A review on the Proton-Exchange Membrane Fuel Cell break-in physical principles, activation procedures, and characterization methods

The proton exchange membrane fuel cell (PEMFC) is an emission-free alternative to the internal combustion engine. Post-assembly, a PEMFC must be “activated’, to elevate and stabilize its performance to a reproducible threshold value. This procedure is costly, time-consuming, and not suited for mass-production. This paper provides a detailed review of the break-in physical principles, activation procedures and characterization methods. First, all sparse knowledge from the literature is translated into a set of activation mechanisms.
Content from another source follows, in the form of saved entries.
PR #1100, opened 2016-12-06
add health service pagination

### LINKED ISSUE #1099: missing paginators on health
all the health service apis support pagination minus describe event aggregates per 
http://boto3.readthedocs.io/en/latest/reference/services/health.html

but the paginators.json file is currently missing from the service data directory.

kapilt:
Closes #1099


JordonPhillips:
Thanks for the PR! Looks like you had at least one mis-model though, so I've sent up a separate pr with fixes.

Activating a cell mainly alters the membrane electrode assembly morphology (e.g. catalyst layer porosity, catalyst size, shape and activity, polymer chain orientation). Second, an in-depth analysis off all break-in methods is provided. Cell components can be pre-activated using steam, acid, plasma or through compression. Dynamic, high temperature/pressure and supersaturated operation promote break-in kinetics. Generating oxidizing and reducing conditions is essential, and is achievable by short circuit, Cyclic Voltammetry, cathode starvation or reactant switch. Uniform activation over the cell surface is obtained with gas flow direction reversal or hydrogen pumping. Compression cycles minimize PEMFC contact resistances. Finally, deficiencies of conventional break-in characterization methods (to measure cell performance and impact on durability) are highlighted. Better reproducibility is achievable using advanced electrochemical characterization, post-mortem and cell output species analysis.